07 mai 2008
Classe et nonchalance

Lorsque je me suis rendue au concert des Breeders, le mois dernier, j'ai du braver la forêt de distributeurs de tracts qui se pressent aux abords des salles de concert. Derniers albums des groupes djeuns du moment ? Sans façon. Concert des Tindersticks ? Je prends !
Lundi soir, j'ai donc pu découvrir la magnifique, quoique légèrement clinquante sur les bords, salle des Folies Bergères. Les lumières se sont éteintes juste au moment où mon compagnon et moi (oui, vous avez bien lu, j'ai réussi à venir accompagnée à un concert !) prenions place sur notre rangée haut placée, ayant tout juste eu le temps d'entrevoir le cadre élégant.
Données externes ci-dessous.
PR #1255, opened 2024-03-11
Fix legacy Font Awesome icon classes

hedyhli:
We were using some Font Awesome 4 classes, eg:
- https://fontawesome.com/v4/icon/snowflake-o
- https://fontawesome.com/v4/icon/github

Which have since been removed. They don't show up correctly after switching to Font Awesome 6 (in #1232).

This is because the Kit we were previously using included some JS files that handled the backwards compatibility. (Thanks to @lemonsaurus for finding this out)

This fix replaces these font awesome classes to the most sensible replacements I could find, which are the new class names and should all display correctly.

### Timeline

https://pythondiscord.com/timeline/
https://deploy-preview-1255--pydis-static.netlify.app/timeline/

1

image
image

2

image
image

### Resources 

https://pythondiscord.com/resources/?type=project-ideas
https://deploy-preview-1255--pydis-static.netlify.app/resources/?type=project-ideas

image
image

### Code Jam results

https://www.pythondiscord.com/events/code-jams/
https://deploy-preview-1255--pydis-static.netlify.app/events/code-jams/

For CJ10, 9, 8.

image
image

### DIFF
--- a/pydis_site/apps/resources/templatetags/get_category_icon.py
+++ b/pydis_site/apps/resources/templatetags/get_category_icon.py
@@ -20,7 +20,7 @@ _ICONS = {
     "Other": "fa-question-circle",
     "Paid": "fa-dollar-sign",
     "Podcast": "fa-microphone-alt",
-    "Project Ideas": "fa-lightbulb-o",
+    "Project Ideas": "fa-lightbulb",
     "Security": "fa-solid fa-lock",
     "Software Design": "fa-paint-brush",
     "Subscription": "fa-credit-card",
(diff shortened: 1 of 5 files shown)


hedyhli:
I noticed there are a few more [FA icons](https://www.pythondiscord.com/events/code-jams/10/) on our site that needs fixing, from looking at a [deploy preview](https://deploy-preview-1210--pydis-static.netlify.app/events/code-jams/10/) from before #1232 the issue might be from upgrading FA, from which incompatible classes we might've missed.

I think I'll just fix those as well in this PR together since I found them already.

jchristgit (approved):
It's kind of annoying that the "lazy load" animation on the timeline doesn't work properly if you try to search for anything. Oh well. Thank you for the fixes.

hedyhli:
There's a one-liner fix for that which just changes hidden items from `visibility: hidden` to `opacity: 0`. Further testing might be needed though.

Xithrius:
I'm bad at requesting reviews, apologies

ChrisLovering (approved):

PR #1261, opened 2024-03-19
Timeline: Fix Liechtenstein postcard image

hedyhli:
The discord link which we've previously used stopped working for me, I've switched it to the raw github link from our branding repo instead.


ChrisLovering (approved):
Looks good! With Discord's new security and expirations for CDN links, we should look at changing all CDN links we use to something else.

PR #1266, opened 2024-03-22
Fix broken Bulma logo in the footer

hedyhli:
It looks like Bulma updated their links to their brand assets.


Xithrius (approved):
brilliant

wookie184 (approved):
👍

PR #1276, opened 2024-03-29
Support running tests with --keepdb option

jchristgit:
Allow faster local tests by skipping the database re-setup. Only two cases were dependent on hardcoded IDs and already existing data, they have been adjusted appropriately.


wookie184 (approved):
Looks good 👍

Xithrius (approved):

PR #1277, opened 2024-03-31
Work around DRF 3.15 regression

jchristgit:
Manually define the fields on the FilterSerializer due to a bug in DRF 3.15 reported upstream at
https://github.com/encode/django-rest-framework/issues/9345. Once that issue is fixed, we can remove the custom field code again. A new test case is also added to ensure that we don't run into this issue again.


jchristgit:
This doesn't work as expected. Let's roll back the version until an upstream fix is available.

PR #1280, opened 2024-03-31
Set elidable on RunPython operations in migrations

jchristgit:
Any RunPython operation that only migrated existing data (that is, did not create data) can be safely elided by Django when we run `squashmigrations`.


ChrisLovering (approved):

wookie184 (approved):
lgtm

Sara Lowes a aussitôt ouvert le bal pour une première partie timide mais courageuse, devant une salle aux trois-quarts vide ; les fans des dandys anglais ont préféré attendre le dernier moment pour entrer... D'accord, les premières parties sont un mauvais moment à passer pour le public, il m'est souvent arrivé de bailler à ces moments-là, mais la moindre des choses est d'écouter, au moins pour se faire une idée. Or cette chanteuse avait une très jolie voix et se débrouillait bien toute seule entre son piano et sa guitare.
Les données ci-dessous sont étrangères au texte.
PR #1281, opened 2024-04-01
Don't propagate the status received from Discord to GitHub Webhook

jb3:
When we received a bad request exception from Discord (which is not actually representative of an error here), we were propagating this back to GitHub.

Instead, we should always return a success request if we have been successful in the proxy attempt, and return the downstream status code as a part of the response body.

This prevents GitHub Webhook Bad Requests being logged to site logs.

### DIFF
--- a/pydis_site/apps/api/views.py
+++ b/pydis_site/apps/api/views.py
@@ -305,7 +305,14 @@ class GitHubWebhookFilterView(APIView):
         )
         headers.pop('Connection', None)
         headers.pop('Content-Length', None)
-        return Response(data=body, headers=headers, status=response_status)
+
+        response_body = {
+            "original_status": response_status,
+            "data": body.decode("utf-8"),
+            "headers": headers,
+        }
+
+        return Response(response_body)
 
     def send_webhook(
         self,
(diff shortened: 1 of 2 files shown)


pydis_site/apps/api/views.py
```diff
@@ -305,7 +305,14 @@ def post(self, request: Request, *, webhook_id: str, webhook_token: str) -> Resp
         )
         headers.pop('Connection', None)
         headers.pop('Content-Length', None)
```
MarkKoz: We don't need to do this anymore, right?

pydis_site/apps/api/views.py
```diff
@@ -305,7 +305,14 @@ def post(self, request: Request, *, webhook_id: str, webhook_token: str) -> Resp
...
-        return Response(data=body, headers=headers, status=response_status)
+
+        response_body = {
+            "original_status": response_status,
+            "data": body.decode("utf-8"),
```
MarkKoz: How does GH know it has to look in this nested structure now instead of the root?

MarkKoz (approved):

pydis_site/apps/api/views.py
jb3: Good spot, removed in 346d570

pydis_site/apps/api/views.py
jb3: It doesn't -- but it doesn't need to, GitHub stores all response details for us to browse, it doesn't do any processing of this response. I'm going to add a sanity log on our side though to mark when we get a 400 from downstream (but without logging sensitive info).

jchristgit (approved):
great

PR #1286, opened 2024-04-01
Prefetch the filter_list field in the FilterListSerializer

jb3:
We were experiencing an issue in production where the `api:bot:filterlist-list` view was taking several seconds to process, upon enabling query logs and monitoring for this we found it was making a query for every filter in the database.

Prefetching the `filter_list` field solves this and greatly reduces the query count, optimising the route.


ChrisLovering (approved):

jchristgit (approved):
great

PR #1287, opened 2024-04-01
Upsert tags in two queries

jchristgit:
Before, we had an N+1 query, where each tag would be separately fetched and updated. Instead, first delete any tags we no longer care about, then perform an upsert of all fields except for `last_commit`, which we want to keep from the existing tag.

This comes with one caveat: on the first update of the tags, the `tags` list is no longer modified in-place, because mutation is bad, however, the database state is updated accordingly.


ChrisLovering (approved):

jb3 (approved):
Great!

PR #1290, opened 2024-04-02
Replace `docker-compose` with `docker compose` in action

wookie184:
Assuming it's just a drop in change

Done because our [lint workflow is failing](https://github.com/python-discord/site/actions/runs/8527879039/job/23360258497) since `docker-compose` was removed from the image we're using https://github.com/actions/runner-images/issues/9557


jchristgit (approved):
Thanks!

Xithrius (approved):
yep

PR #1337, opened 2024-06-07
Add a management command to close all connections

shtlrs:
We are experiencing SSL errors in site which we think are due to the abrupt shut down of the django app.

A potential solution is to close all the connections before shutting the server down.

This will work in conjunction with [this infra PR](https://github.com/python-discord/infra/pull/350)

### DIFF
--- a/pydis_site/apps/api/management/commands/close_db_connections.py
+++ b/pydis_site/apps/api/management/commands/close_db_connections.py
@@ -1,0 +1,19 @@
+from django.core.management.base import BaseCommand
+from django.db import connections
+import logging
+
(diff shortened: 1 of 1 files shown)


jchristgit (changes requested):
This doesn't, and cannot work, see my comment in infra.

I think we should close this. Sorry.

shtlrs:
Yeah i noticed that once i had tested it,  and was planning on changing the approach once you look at my suggestion in [devoops](https://discord.com/channels/267624335836053506/675756741417369640/1248605523981500506)

PR #1338, opened 2024-06-07
Update production deployment configuration

jb3:
- Change `manage.py` to only be used for debug running of the site
- Update Dockerfile to use the `gunicorn` command to run site in production
- Update docker-compose for new local debug running

Hopefully, this will rectify some odd database issues we've been having related
to other application and database code being loaded before the first request is
hit, leading to errors on first request served by site after boot.

### DIFF
--- a/Dockerfile
+++ b/Dockerfile
@@ -39,6 +39,8 @@ RUN if [ $STATIC_BUILD = "TRUE" ] ; \
   then SECRET_KEY=dummy_value poetry run python manage.py distill-local build --traceback --force ; \
 fi
 
-# Run web server through custom manager
-ENTRYPOINT ["poetry", "run", "python", "manage.py"]
-CMD ["run"]
+ENTRYPOINT ["poetry", "run"]
+CMD ["gunicorn", "--preload", "-b", "0.0.0.0:8000", \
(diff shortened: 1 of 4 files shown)


jchristgit (approved):

jb3:
I will write and update the site with an init container in the deployment manifest at python-discord/infra once we merge this PR.

Dockerfile
```diff
@@ -39,6 +39,7 @@ RUN if [ $STATIC_BUILD = "TRUE" ] ; \
   then SECRET_KEY=dummy_value poetry run python manage.py distill-local build --traceback --force ; \
 fi
 
-# Run web server through custom manager
-ENTRYPOINT ["poetry", "run", "python", "manage.py"]
-CMD ["run"]
+CMD ["poetry", "run", "gunicorn", "--preload", "-b", "0.0.0.0:8000", \
```
MarkKoz: Would it be more convenient to have `poetry run` be the entrypoint?

MarkKoz (approved):

Dockerfile
jb3: That's a good call, updated in force push.

MarkKoz (approved):

PR #1374, opened 2024-08-02
Fix image for People, Postgres, Data resource

hedyhli:
The discord link no longer works, I've pulled the image for light mode from: https://postgresconf.org/conferences and updated the image for dark mode to be similar to what it looked like before this change.


jchristgit (approved):
Thanks!

PR #1437, opened 2024-11-03
Fix typo in `git remote add` in the Sir Lancebot guide

RundownRhino:
`git add remote` isn't valid, and most likely was a typo.


ChrisLovering (approved):
Nice catch, thanks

Ne restait plus qu'à attendre la jolie entrée de scène des Tindersticks, dont les musiciens sont entrés un par un, dans l'ordre des instruments joués dans l'"Intro" de The Hungry Saw. Un Stuart Staples à la silhouette juvénile, la calvitie naissante, est venu se joindre sans ostentation à l'orchestre. Et quand il a commencé à chanter... Quelle voix ! J'aurais pu l'écouter toute la nuit. En un instant, il a plongé la salle dans une torpeur extatique, suspendue à ses lèvres.
Le répertoire de ce soir a privilégié les morceaux moelleux, une bonne partie provenant des deux-trois derniers albums (que je connais moins), mais aussi de leur deuxième, mon préféré. Ils ont joué "Sleepy Song" ! J'ai été terrassée par un violent orgasme lorsque les cuivres, que je guettais depuis le début, ont retenti.
J'ai apprécié le fait qu'aucun musicien n'ait été mis davantage en l'avant que les autres, même le chanteur. Les éclairages venaient souligner opportunément le rôle de l'un ou l'autre. Il y avait les instruments rock d'un côté, guitare, basse, batterie, et l'orchestre classique de l'autre, violons, contrebasse, trompettes ; plus l'orgue, le xylophone et tous les petits instruments nécessaires au bruitage de tel ou tel titre. Bref, l'orchestre au grand complet, même si la base des musiciens du groupe a évolué depuis leurs débuts.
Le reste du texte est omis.